On older versions of systemd before first boot semantics were
formalised, any non-uuid value will trigger a new machine-id to be
generated, so "uninitialized" also works.
[1] https://www.freedesktop.org/software/systemd/man/machine-id.html#First%20Boot%20Semantics
Change-Id: I77c35e51a3da2e8a6b5a2c80d033a159b303c9af
This adds a check for the root device having filesystem type btrfs,
and when it is assume there is a subvolume called "root". This fixes
extract-image when using Fedora-Cloud-Base btrfs images.
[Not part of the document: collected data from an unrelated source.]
PR #1443, opened 2023-06-19
[DEV-1824] forward_aggregator: generate SQL code for forward aggregator node

jevonyeoh:
## Description
Add logic to generate SQL code for the forward aggregator node.

## Related Issue
https://featurebyte.atlassian.net/browse/DEV-1824

## Type of Change

## Checklist


featurebyte/query_graph/sql/aggregator/forward.py
```diff
@@ -0,0 +1,155 @@
...
+                name=spec.parameters.value_by,
+            )
+            if spec.parameters.value_by
+            else None
+        )
+        groupby_columns = [
+            GroupbyColumn(
+                agg_func=s.parameters.agg_func,
+                parent_expr=(
+                    get_qualified_column_identifier(s.parameters.parent, "TABLE")
```
jevonyeoh, line 109: is the `TABLE` string arbitrary? what should it match?

featurebyte/query_graph/sql/specs.py
```diff
@@ -698,6 +701,47 @@ def construct_specs(
...
+
+    def agg_result_name(self) -> str:
+        return self.get_agg_result_name_from_groupby_parameters(self.parameters)
+
+    @property
+    def aggregation_type(self) -> AggregationType:
+        return AggregationType.FORWARD
+
+    def get_source_hash_parameters(self) -> dict[str, Any]:
+        # TODO:
```
jevonyeoh, line 720: wasn't sure what else needed to be added here

tests/unit/query_graph/sql/aggregator/test_forward.py
```diff
@@ -0,0 +1,103 @@
...
+
+
+@pytest.fixture(name="forward_node_parameters")
+def forward_node_parameters_fixture(entity_id):
+    return ForwardAggregateParameters(
+        name="target",
+        timestamp_col="timestamp_col",
+        horizon="7d",
+        blind_spot="1d",
+        table_details=TableDetails(table_name="table"),
```
jevonyeoh, line 23: how do we utilize the table details in the sql generation?

featurebyte/query_graph/sql/aggregator/forward.py
```diff
@@ -0,0 +1,155 @@
...
+        ]
+        groupby_input_expr = (
+            select()
+            .from_(
+                expressions.Table(
+                    this=quoted_identifier(self.request_table_plan.get_request_table_name(spec)),
+                    alias="REQ",
+                )
+            )
+            .join(point_in_time_expr, join_type="inner", on=record_validity_condition)
```
YS-L, line 125: I think this should be joining with `spec.source_expr.subquery(alias="TABLE")` instead of `point_in_time_expr`. Using the `TABLE` alias here to match with the expressions defined above.

featurebyte/query_graph/sql/specs.py
YS-L: For now this can follow what was done for item aggregate: https://github.com/featurebyte/featurebyte/blob/5fab5ef8cb45b1bd94686ecf046fcc5d551f5e5b/featurebyte/query_graph/sql/specs.py#L527-L535

The parameters here are used to determine the specs that can be processed in the same subquery. Should be possible to refactor and avoid duplicated logic later.

YS-L (commented):
Is it possible to add a test case that generates the sql through a `FeatureExecutionPlanner`? Similar tests can be found in `featurebyte/query_graph/sql/feature_preview.py`.

I think this might be missing adding a corresponding class in `featurebyte/query_graph/sql/ast/aggregate.py`. The test above should help catch what is missing.

jevonyeoh:
hm @YS-L - i added a test in `query_graph/sql/test_forward_aggregate` that calls into a method that utilizes a `FeatureExecutionPlanner`. i'm not sure why the generated SQL still has tile-related queries though 🤔

featurebyte/query_graph/sql/feature_compute.py
```diff
@@ -68,6 +74,7 @@ def __init__(
             AggregationType.WINDOW: WindowAggregator(**aggregator_kwargs),
             AggregationType.ITEM: ItemAggregator(**aggregator_kwargs),
             AggregationType.AS_AT: AsAtAggregator(**aggregator_kwargs),
+            AggregationType.FORWARD: ForwardAggregator(**aggregator_kwargs),
```
YS-L, line 77: It looks like the forward aggregate specs are not being picked up. I think we need to add a condition here in `FeatureExecutionPlanner` to handle the new aggregation type:

https://github.com/featurebyte/featurebyte/blob/3f8ed5967b3362a0bd4771b71689cee8695bf414/featurebyte/query_graph/sql/feature_compute.py#L470-L488

tests/unit/query_graph/sql/test_forward_aggregate.py
```diff
@@ -0,0 +1,28 @@
+"""
+Test target forward aggregate module
+"""
+from featurebyte import SourceType
+from featurebyte.query_graph.sql.common import REQUEST_TABLE_NAME
+from featurebyte.query_graph.sql.forward_aggregate import get_forward_aggregate_sql
+from tests.util.helper import assert_equal_with_expected_fixture
+
+
+def test_get_forward_aggregate_sql(query_graph_with_groupby, update_fixtures):
```
YS-L, line 10: `query_graph_with_groupby` contains normal window aggregates and that is probably why the generated sql is still showing tile related queries. I think we should add a new fixture in `tests/unit/query_graph/conftest.py` with a forward aggregate node.

tests/unit/query_graph/sql/aggregator/test_forward.py
```diff
@@ -0,0 +1,109 @@
...
+              TABLE."col_float" AS "col_float",
+              SUM(TABLE."value") AS "_fb_internal_forward_sum_value_cust_id_col_float_input_1_inner"
+            FROM "REQUEST_TABLE_POINT_IN_TIME_serving_cust_id" AS REQ
+            INNER JOIN (
+              SELECT
+                *
+              FROM tab
+            ) AS TABLE
+              ON TABLE."timestamp_col" > REQ."POINT_IN_TIME"
+              AND TABLE."timestamp_col" <= FLOOR(DATE_PART(EPOCH_SECOND, REQ."POINT_IN_TIME") + 604800.0)
```
YS-L, line 95: Should we convert the left hand side `TABLE."timestamp_col"` to epoch seconds too before comparing?

featurebyte/query_graph/sql/aggregator/forward.py
```diff
@@ -0,0 +1,164 @@
...
+            .from_(
+                expressions.Table(
+                    this=quoted_identifier(self.request_table_plan.get_request_table_name(spec)),
+                    alias="REQ",
+                )
+            )
+            .join(
+                spec.source_expr.subquery(alias="TABLE"),
+                join_type="inner",
+                on=record_validity_condition,
```
YS-L, line 133: The join condition should also include equality on join keys: `REQ.{serving_name} = TABLE.{key}` (could be a list).

tests/unit/query_graph/conftest.py
```diff
@@ -357,6 +357,29 @@ def query_graph_with_groupby_fixture(query_graph_and_assign_node, groupby_node_p
...
 
 
+@pytest.fixture(name="query_graph_with_forward_aggregate")
+def query_graph_with_forward_aggregate_fixture(query_graph_and_assign_node, event_table_details):
+    """Fixture of a query graph with a forward aggregate operation"""
+    graph, assign_node = query_graph_and_assign_node
+    graph.add_operation(
+        node_type=NodeType.FORWARD_AGGREGATE,
+        node_params={
+            "name": "target_node",
```
YS-L, line 367: nit: Might be a bit less confusing to use an actual target name here because it is unrelated to graph or nodes.

featurebyte/query_graph/sql/aggregator/forward.py
```diff
@@ -0,0 +1,170 @@
...
+                    get_qualified_column_identifier(s.parameters.parent, "TABLE")
+                    if s.parameters.parent
+                    else None
+                ),
+                result_name=s.agg_result_name,
+            )
+            for s in specs
+        ]
+        serving_name = quoted_identifier(spec.serving_names[0]).sql()
+        join_table_key = quoted_identifier(spec.parameters.keys[0]).sql()
```
YS-L, line 123: There could be multiple join keys and in that case they should be `and_`'ed.

YS-L (approved):
This looks good overall. Would be good to add an integration test similar to `tests/integration/api/test_feature_correctness.py` to ensure that the generated sql is correct in this or a next PR.

featurebyte/query_graph/sql/aggregator/forward.py
jevonyeoh: hm i assumed that targets will only have one serving name / join key. is that different?

YS-L: In the groupby method the join key can be a list. The forward aggregate is called through the same groupby method right?

jevonyeoh: oh yes, sorry i got confused. i'll fix this in a follow-up since the tests here are almost done 😁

This should be sufficient until there is another btrfs base image with
a different subvolume layout.
Change-Id: Ib18979090585ba92566e523951b521b9d902fcb7
This change is proposed again, avoiding lsblk features missing from
older distros:
- lsblk is avoided entirely for a whole-disk image with a single
partition, which would be the majority of old image building jobs
- Field PARTTYPENAME not available on the lsblk in CentOS-8, instead
rely on the GUID being correct for EFI partitions
- Argument --output-all not available on the lsblk in CentOS-7, this
is just for logging debug, so can be removed
This reverts commit b06bac734c.
Change-Id: Ib0d4e7751fd968511fc7f672d524e58d1488ae11
This reverts commit 0630b3cb69.
Reason for revert: breaks compatibility with CentOS Stream 8, lsblk does not have PARTTYPENAME until version 2.35 and CS8 has version 2.32.1 installed
Change-Id: I7fc0e76f0eeb8594d8a0d57629b2c67526b961ad
RHEL-9 base images are whole-disk images with the /boot/efi partition
correctly set up for EFI Secure Boot. This doesn't work with
extract-image because it only mounts the root partition, leaving
/boot/efi empty even though grub2-efi & shim packages are "installed".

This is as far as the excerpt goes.